Relaxing LMI domination matricially

Given linear matrix inequalities (LMIs) L₁ and L₂ in the same number of variables it is natural to ask: (Q₁) 1) does one dominate the other, that is, does L₁(X) ≥ 0 imply L₂(X) ≥ 0? 2) are they mutually dominant, that is, do they have the same solution set? Such problems can be NP-hard. We describe a natural relaxation of an LMI, based on substituting matrices for the variables x_j. With this relaxation, the domination questions (Q₁) and (Q₂) have elegant answers, indeed reduce to semidefinite programs (SDP) which we show how to construct.

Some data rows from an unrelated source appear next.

PR #238, opened 2019-06-12
Titlecase

Ambrevar:
I've renamed the `s` modifier to `Shift`, and while I was at it, I thought it would be nice to enforce consistency.

This brings up some questions:
- Do you people like titlecase for special keys?  Lowercase would be more Lispy.
- We lack type-checking when it comes to the special key names.  For instance binding "shit-Return" won't raise an error and the user might stay befuddled until they figure they forgot the "f". Can we do something about it?

Regarding the last question, well, we've used strings to encode key-chord, but should we?  We did it this way so far taking inspiration from Emacs / StumpWM, but we don't have to.  In fact, this is Lisp, so why not leveraging the language?  We could use some nifty macros to encode keycodes.  Some examples:

- "a" -> (a)
- "a b" -> (a b)
- "Return" -> (return)
- "Dummy" -> (dummy) ; can error out at macro-expansion time
- "C-x s" -> `((c x) s)`
- "C-M-s" -> `((c (m s)))`

Basically a key binding is a list of symbols.
Symbols are lookep up in a map.  If it does not exist and is a single character, insert this character.
In a sublist, the first character is a modifier.  Sublists can be nested, which enables us to stack modifiers.

We could even encode timeouts, for instance to bind a quick "j k" to vi-normal-mode:
`((timeout j 0.2) k)`, where 0.2 is the timeout in seconds.

And that's the beauty of it: we would be able to extend this mini-language while remaining backward-compatible.  Something that's way harder to do with strings.

And this brings us back to the topic of this PR: if we adopt a Lispy syntax to encode bindings, then should we still use titlecase?

@vindarel @jmercouris 

Edit: s/compile/macro-expansion/

### DIFF
--- a/ports/gtk-webkit/buffer.h
+++ b/ports/gtk-webkit/buffer.h
@@ -16,7 +16,7 @@ typedef struct {
 
 // See the documentation of "enum GdkModifierType".
 static Modifier modifier_names[] = {
-	{.mod = GDK_SHIFT_MASK, .name = "s"},
+	{.mod = GDK_SHIFT_MASK, .name = "Shift"},
 	{.mod = GDK_LOCK_MASK, .name = "Lock"},
 	{.mod = GDK_CONTROL_MASK, .name = "C"},
 	{.mod = GDK_MOD1_MASK, .name = "M"}, // Usually "Alt".
--- a/ports/gtk-webkit/buffer.h
+++ b/ports/gtk-webkit/buffer.h
@@ -208,7 +208,7 @@ gboolean buffer_web_view_decide_policy(WebKitWebView *_web_view,
 	gchar *mouse_button = "";
 	if (action) {
 		guint button = webkit_navigation_action_get_mouse_button(action);
-		mouse_button = g_strdup_printf("button%d", button);
+		mouse_button = g_strdup_printf("Button%d", button);
 
 		guint modifiers = webkit_navigation_action_get_modifiers(action);
 		for (int i = 0; i < (sizeof modifier_names)/(sizeof modifier_names[0]); i++) {
--- a/ports/gtk-webkit/window.h
+++ b/ports/gtk-webkit/window.h
@@ -19,13 +19,13 @@ typedef struct {
 } KeyTranslation;
 
 static KeyTranslation key_translations[] = {
-	{.old = "", .new = "BACKSPACE"},
-	{.old = " ", .new = "SPACE"},
-	{.old = "", .new = "DELETE"},
-	{.old = "-", .new = "HYPHEN"},
-	{.old = "", .new = "ESCAPE"},
-	{.old = "\r", .new = "RETURN"},
-	{.old = "\t", .new = "TAB"},
+	{.old = "", .new = "Backspace"},
+	{.old = " ", .new = "Space"},
+	{.old = "", .new = "Delete"},
+	{.old = "-", .new = "Hyphen"},
+	{.old = "", .new = "Escape"},
+	{.old = "\r", .new = "Return"},
+	{.old = "\t", .new = "Tab"},
 };
 
 guint window_string_to_modifier(gchar *s) {
@@ -421,7 +421,7 @@ gboolean window_button_event(GtkWidget *_widget, GdkEventButton *event, gpointer
 		}
 	}
 
-	gchar *event_string = g_strdup_printf("button%d", event->button);
+	gchar *event_string = g_strdup_printf("Button%d", event->button);
 	return window_send_event(window,
 		       event_string, event->state,
 		       0, event->button,
@@ -487,7 +487,7 @@ gboolean window_scroll_event(GtkWidget *_widget, GdkEventScroll *event, gpointer
 	}
 	}
 
-	gchar *event_string = g_strdup_printf("button%d", button);
+	gchar *event_string = g_strdup_printf("Button%d", button);
 	return window_send_event(window,
 		       event_string, event->state,
 		       event->direction, button,
--- a/source/document-mode.lisp
+++ b/source/document-mode.lisp
@@ -68,7 +68,7 @@
           "C-f" 'scroll-page-down
           "C-b" 'scroll-page-up
           "SPACE" 'scroll-page-down
-          "s-SPACE" 'scroll-page-up)
+          "Shift-SPACE" 'scroll-page-up)
         (list :emacs emacs-map
               :vi-normal vi-map))))
   ;; Init.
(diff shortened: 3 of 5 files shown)


jmercouris:
I think UPCASE would be more LISPY. I like the idea of using symbols and lists. I need to think about it some more before giving a more refined answer.

Ambrevar:
I think you mean that the printed representation is upcase, but here I
meant the written representation, that is, how we write the bindings.
No one writes Lisp code in uppercase :D

vindarel:
If you rename `s` to `shift`, why not use `control` and `meta`, specially in the potential lispy notation ? `(c (m x))` vs `((control (meta x))`. In that case I'm all for lowercase. Otherwise, I think that an upper letter in `C` or `Return` denote that the key is somewhat special. It isn't a letter.

Also, let's rename `meta` to `alt` ! (or allow both)

Good ideas again. Could we not keep a string notation (simpler for the user), but we parse it, so we are able to fail on malformed keybindings too? `"C-M-x"` is parsed to an internal structure, which is checked for validity. But sure, if we write a lispy keybinding we can script the keybinding… (`(timeout j *default-timeout*…)`. infinite extensibility O_o (do we really want this?)

Yesterday I found `((C (M x))` really strange, it's better now :]

Ambrevar:
I had the exact same thoughts yesterday!

I think (c (m x)) is shorter which is good for something that's used so often, but true so it's more confusing.  For
instance `((c (m c) m))` starts being confusing.

Solution: We could use uppercase there too: `((C (M c) m))`.

That said, Alt is Option on mac, and Super is the infamous flag on many
keyboards, while it's Command on mac.

The benefit of using `M` and `S` is that they are rather neutral.

Or at least `meta` and `super` do not stand for one or the other, so
they are more universal.  All in all, I'm rather opposed to naming it `alt`.

String parsing: yes, we can totally do it too, you are right.

Lisp flexbility: also right, it's cool that we can script the
keybindings, but really I can't think of a single use case :D

Ambrevar:
(Beside your timeout example, but this could be implemented differently too.)

jmercouris:
Thoughts:
- I like Vincent's more explicit writing out of "shift" and "super" in the the list. This I think it is better than the sometimes capitalized letters. For anyone who doesn't have case sensitive on, everything will be up-cased and thus ambiguous. This may or may not be a problem depending on how you parse these s-exp, it will however add overhead if you want to show useful error messages to the user, you'll have to write a function to make a reasonable/understandable printed representation.
- I agree with Pierre's assessment of using the more neutral terms. On keyboard the symbols manifest in many different ways, sometimes super is a Windows key, sometimes it is a Command Key, etc.

The one example that I am not understanding is this:
- "C-M-s" -> `((c (m s)))`

Why would this not produce instead `(c m s)` (or in the new syntax `(control meta s)`)?

Ambrevar:
I don't see why the printed case would be a problem when reporting to the user: it's like the rest of the code, the error message can be printed the way we want.

About `(c m s)`: How do you tell the difference between "c m s" and "C-M-s" in the new notation?
My proposal was to use nested list.  Anything symbol as the top level is a key, while a sublist is a modifier.

jmercouris:
Aha, I see now.

Well you could tell by the fact that the keywords are "control" "meta" and not "c" and "m". I think it would be harder by trying to stick to single letter symbols.

Ambrevar:
Good point.  So with full words, then we can have unambiguously `(control meta x control super s n)`.  But that's harder to parse in code.  Might also be harder to read for human beings than `((control meta x) (control super s) n)`.

jmercouris:
I was actually trying to suggest your second suggestion (I think we are on the same page):

`(control s (control x))`

that would represent `C-x C-s`. Which leads to the question do we actually need to nest s-exp?Because it could also have been written like this:

`((control x)(control s))`

thoughts?

Ambrevar:
`(control s (control x))` was not my suggestion, this is a hybrid of my 2 suggestions :)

For our “matrix variable” relaxation a positive answer to (Q₁) is equivalent to the existence of matrices V_j such that L₂(x) = V₁*L₁(x)V₁ + ⋯ + V_μ*L₁(x)V_μ. (A₁) As for (Q₂) we show that L₁ and L₂ are mutually dominant if and only if, up to certain redundancies described in the paper, L₁ and L₂ are unitarily equivalent. An observation at the core of the paper is that the relaxed LMI domination problem is equivalent to a classical problem. Namely, the problem of determining if a linear map τ from a subspace of matrices to a matrix algebra is “completely positive”.